• _The input_
PR #3254, opened 2015-06-24
Handle binary DIFFABLEness properly

ethomson:
Set `GIT_DIFF_PATCH_DIFFABLE` correctly for all files that differ, regardless of binary-ness.  It's up to the callbacks what to do about diffable files - either producing an actual binary delta diff, or simply saying "Binary files differ".

Binary files need some deeper inspection into this, since we have avoided loading their data if we knew we wouldn't need it (eg, `SHOW_BINARY` was not provided).  This means we look at the actual file sizes to determine difference, not the file map data size.  Note that we cannot do this for all deltas since some (like submodules) populate the file map data but do not actually have files backing them.

Ugh.

### DIFF
--- a/src/diff_patch.c
+++ b/src/diff_patch.c
@@ -121,6 +121,35 @@ GIT_INLINE(bool) should_skip_binary(git_patch *patch, git_diff_file *file)
 	return (file->flags & GIT_DIFF_FLAG_BINARY) != 0;
 }
 
+static bool diff_patch_diffable(git_patch *patch)
+{
+	size_t olen, nlen;
+
+	if (patch->delta->status == GIT_DELTA_UNMODIFIED)
+		return false;
+
+	/* if we've determined this to be binary (and we are not showing binary
+	 * data) then we have skipped loading the map data.  instead, query the
+	 * file data itself.
+	 */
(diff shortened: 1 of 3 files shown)


carlosmn:
FWIW, applying

```diff
diff --git a/src/diff_patch.c b/src/diff_patch.c
index 60648f8..7375e1b 100644
--- a/src/diff_patch.c
+++ b/src/diff_patch.c
@@ -327,9 +327,6 @@ static int diff_patch_generate(git_patch *patch, git_diff_output *output)
                (error = diff_patch_load(patch, output)) < 0)
                return error;
 
-       if ((patch->flags & GIT_DIFF_PATCH_DIFFABLE) == 0)
-               return 0;
-
        if ((patch->delta->flags & GIT_DIFF_FLAG_BINARY) != 0) {
                if (output->binary_cb)
                        error = diff_binary(output, patch);
```

on top of my patch also makes the test suite pass.

vmg:
Thanks for the 982398th time @ethomson. Gonna pull this into Rugged. :heart_eyes:

arthurschreiber:
:heart:

PR #3255, opened 2015-06-25
Rename FALLBACK to UNSPECIFIED

carlosmn:
Fallback describes the mechanism, while unspecified explains what the
user is thinking.


ethomson:
Dumb question: should the default value be `DEFAULT` and not `UNSPECIFIED`?

arthurschreiber:
:+1: for `DEFAULT`.

carlosmn:
The default would indeed be named `_DEFAULT` but this is not what we're expressing here. What we're expressing is that we do not want to override the value at the level which is specified. It does not mean that we're going to use the default, as there may be a setting lower down.

ethomson:
Got it.  Thanks for the clarification.

PR #3326, opened 2015-07-25
Fix git_index_add_bypath() crash if git_submodule_lookup() fails

linquize:
Fix `git_index_add_bypath()` crash if `git_submodule_lookup()` fails other than `GIT_ENOTFOUND`

### DIFF
--- a/src/index.c
+++ b/src/index.c
@@ -1254,6 +1254,8 @@ int git_index_add_bypath(git_index *index, const char *path)
 			return giterr_restore(&err);
 		else
 			git__free(err.error_msg.message);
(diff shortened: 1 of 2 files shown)


carlosmn:
Can we get a test that would cause the lookup function to return something else?

linquize:
test added @ 1eff7c9.

carlosmn:
In the test case you've added, doesn't git add the repository under `not-submodule` as a submodule entry in the index? We should do the same in that situation, rather than error out.

ethomson:
Thanks!  Fixed via #3344

PR #3327, opened 2015-07-25
path: convert diropen's ENOENT to GIT_ENOTFOUND

carlosmn:
If a directory is removed between the listing of its parent and the
attempt to traverse it, we need to indicate that through our error code
so the caller knows to continue.

The Windows code seems to have the same issue, but I don't know if it'd be ok to return `ENOTFOUND` every time we get `INVALID_HANDLE_VALUE` (or maybe we should just return that every time.

Or maybe it'd be a better idea/patch to simply treat all errors from `git_path_diriter_init()` as "oh well, let's try the next one" when we're in the iterator. That would also let us ignore permissions issues, which I think would also cause an error right now.

### DIFF
--- a/src/path.c
+++ b/src/path.c
@@ -1260,10 +1260,15 @@ int git_path_diriter_init(
 	}
 
 	if ((diriter->dir = opendir(diriter->path.ptr)) == NULL) {
+		int error = -1;
+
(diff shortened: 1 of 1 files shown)


carlosmn:
Closing in favour if #3328

PR #3333, opened 2015-07-28
Maintenance updates for v0.23

carlosmn:
Most changes in master are bug fixes, so we can bring them in for v0.23.1 without problems with the backporting.

The xdiff update isn't purely bug fixes, but it does enable a rather important bug.

The one I'm not sure about is the `git_index_add()` behaviour with submodules. It does change the behaviour somewhat, but what we currently do is error out unnecessarily.


tkelman:
37c84dc58f43c609ddadff3f9ff25c1f5b52a746 maybe? Anyone who may have tried with any older cmake version would have hit an error due to the unsupported policy line, so it would be mostly for honesty/OCD's sake.

arthurschreiber:
> The xdiff update isn't purely bug fixes, but it does enable a rather important bug.

Oooh, we're enabling bugs now. :bomb:  :smiley:

carlosmn:
I suppose we could include the CMake one for completeness' sake.

@arthurschreiber you know I'm all about enabling bugs

PR #3344, opened 2015-08-01
index: stage an unregistered submodule as well

carlosmn:
index: stage an unregistered submodule as well
    
We previously added logic to `_add_bypath()` to update a submodule. Go
further and stage the submodule even if it's not registered to behave
like git.

This is an alternative to #3326 and #3336 which mimics git's behaviour while not changing the behaviour of the submodule API, so we can easily backport it.

### DIFF
--- a/src/index.c
+++ b/src/index.c
@@ -1228,6 +1228,45 @@ int git_index_add_frombuffer(
 	return 0;
 }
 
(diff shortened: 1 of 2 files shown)


linquize:
LGTM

• _Aim of the exercise_
Put down each entry again, unchanged and complete.

• _Exercise solution_
PR #3254, opened 2015-06-24
Handle binary DIFFABLEness properly

ethomson:
Set `GIT_DIFF_PATCH_DIFFABLE` correctly for all files that differ, regardless of binary-ness.  It's up to the callbacks what to do about diffable files - either producing an actual binary delta diff, or simply saying "Binary files differ".

Binary files need some deeper inspection into this, since we have avoided loading their data if we knew we wouldn't need it (eg, `SHOW_BINARY` was not provided).  This means we look at the actual file sizes to determine difference, not the file map data size.  Note that we cannot do this for all deltas since some (like submodules) populate the file map data but do not actually have files backing them.

Ugh.

### DIFF
--- a/src/diff_patch.c
+++ b/src/diff_patch.c
@@ -121,6 +121,35 @@ GIT_INLINE(bool) should_skip_binary(git_patch *patch, git_diff_file *file)
 	return (file->flags & GIT_DIFF_FLAG_BINARY) != 0;
 }
 
+static bool diff_patch_diffable(git_patch *patch)
+{
+	size_t olen, nlen;
+
+	if (patch->delta->status == GIT_DELTA_UNMODIFIED)
+		return false;
+
+	/* if we've determined this to be binary (and we are not showing binary
+	 * data) then we have skipped loading the map data.  instead, query the
+	 * file data itself.
+	 */
(diff shortened: 1 of 3 files shown)


carlosmn:
FWIW, applying

```diff
diff --git a/src/diff_patch.c b/src/diff_patch.c
index 60648f8..7375e1b 100644
--- a/src/diff_patch.c
+++ b/src/diff_patch.c
@@ -327,9 +327,6 @@ static int diff_patch_generate(git_patch *patch, git_diff_output *output)
                (error = diff_patch_load(patch, output)) < 0)
                return error;
 
-       if ((patch->flags & GIT_DIFF_PATCH_DIFFABLE) == 0)
-               return 0;
-
        if ((patch->delta->flags & GIT_DIFF_FLAG_BINARY) != 0) {
                if (output->binary_cb)
                        error = diff_binary(output, patch);
```

on top of my patch also makes the test suite pass.

vmg:
Thanks for the 982398th time @ethomson. Gonna pull this into Rugged. :heart_eyes:

arthurschreiber:
:heart:

PR #3255, opened 2015-06-25
Rename FALLBACK to UNSPECIFIED

carlosmn:
Fallback describes the mechanism, while unspecified explains what the
user is thinking.


ethomson:
Dumb question: should the default value be `DEFAULT` and not `UNSPECIFIED`?

arthurschreiber:
:+1: for `DEFAULT`.

carlosmn:
The default would indeed be named `_DEFAULT` but this is not what we're expressing here. What we're expressing is that we do not want to override the value at the level which is specified. It does not mean that we're going to use the default, as there may be a setting lower down.

ethomson:
Got it.  Thanks for the clarification.

PR #3326, opened 2015-07-25
Fix git_index_add_bypath() crash if git_submodule_lookup() fails

linquize:
Fix `git_index_add_bypath()` crash if `git_submodule_lookup()` fails other than `GIT_ENOTFOUND`

### DIFF
--- a/src/index.c
+++ b/src/index.c
@@ -1254,6 +1254,8 @@ int git_index_add_bypath(git_index *index, const char *path)
 			return giterr_restore(&err);
 		else
 			git__free(err.error_msg.message);
(diff shortened: 1 of 2 files shown)


carlosmn:
Can we get a test that would cause the lookup function to return something else?

linquize:
test added @ 1eff7c9.

carlosmn:
In the test case you've added, doesn't git add the repository under `not-submodule` as a submodule entry in the index? We should do the same in that situation, rather than error out.

ethomson:
Thanks!  Fixed via #3344

PR #3327, opened 2015-07-25
path: convert diropen's ENOENT to GIT_ENOTFOUND

carlosmn:
If a directory is removed between the listing of its parent and the
attempt to traverse it, we need to indicate that through our error code
so the caller knows to continue.

The Windows code seems to have the same issue, but I don't know if it'd be ok to return `ENOTFOUND` every time we get `INVALID_HANDLE_VALUE` (or maybe we should just return that every time.

Or maybe it'd be a better idea/patch to simply treat all errors from `git_path_diriter_init()` as "oh well, let's try the next one" when we're in the iterator. That would also let us ignore permissions issues, which I think would also cause an error right now.

### DIFF
--- a/src/path.c
+++ b/src/path.c
@@ -1260,10 +1260,15 @@ int git_path_diriter_init(
 	}
 
 	if ((diriter->dir = opendir(diriter->path.ptr)) == NULL) {
+		int error = -1;
+
(diff shortened: 1 of 1 files shown)


carlosmn:
Closing in favour if #3328

PR #3333, opened 2015-07-28
Maintenance updates for v0.23

carlosmn:
Most changes in master are bug fixes, so we can bring them in for v0.23.1 without problems with the backporting.

The xdiff update isn't purely bug fixes, but it does enable a rather important bug.

The one I'm not sure about is the `git_index_add()` behaviour with submodules. It does change the behaviour somewhat, but what we currently do is error out unnecessarily.


tkelman:
37c84dc58f43c609ddadff3f9ff25c1f5b52a746 maybe? Anyone who may have tried with any older cmake version would have hit an error due to the unsupported policy line, so it would be mostly for honesty/OCD's sake.

arthurschreiber:
> The xdiff update isn't purely bug fixes, but it does enable a rather important bug.

Oooh, we're enabling bugs now. :bomb:  :smiley:

carlosmn:
I suppose we could include the CMake one for completeness' sake.

@arthurschreiber you know I'm all about enabling bugs

PR #3344, opened 2015-08-01
index: stage an unregistered submodule as well

carlosmn:
index: stage an unregistered submodule as well
    
We previously added logic to `_add_bypath()` to update a submodule. Go
further and stage the submodule even if it's not registered to behave
like git.

This is an alternative to #3326 and #3336 which mimics git's behaviour while not changing the behaviour of the submodule API, so we can easily backport it.

### DIFF
--- a/src/index.c
+++ b/src/index.c
@@ -1228,6 +1228,45 @@ int git_index_add_frombuffer(
 	return 0;
 }
 
(diff shortened: 1 of 2 files shown)


linquize:
LGTM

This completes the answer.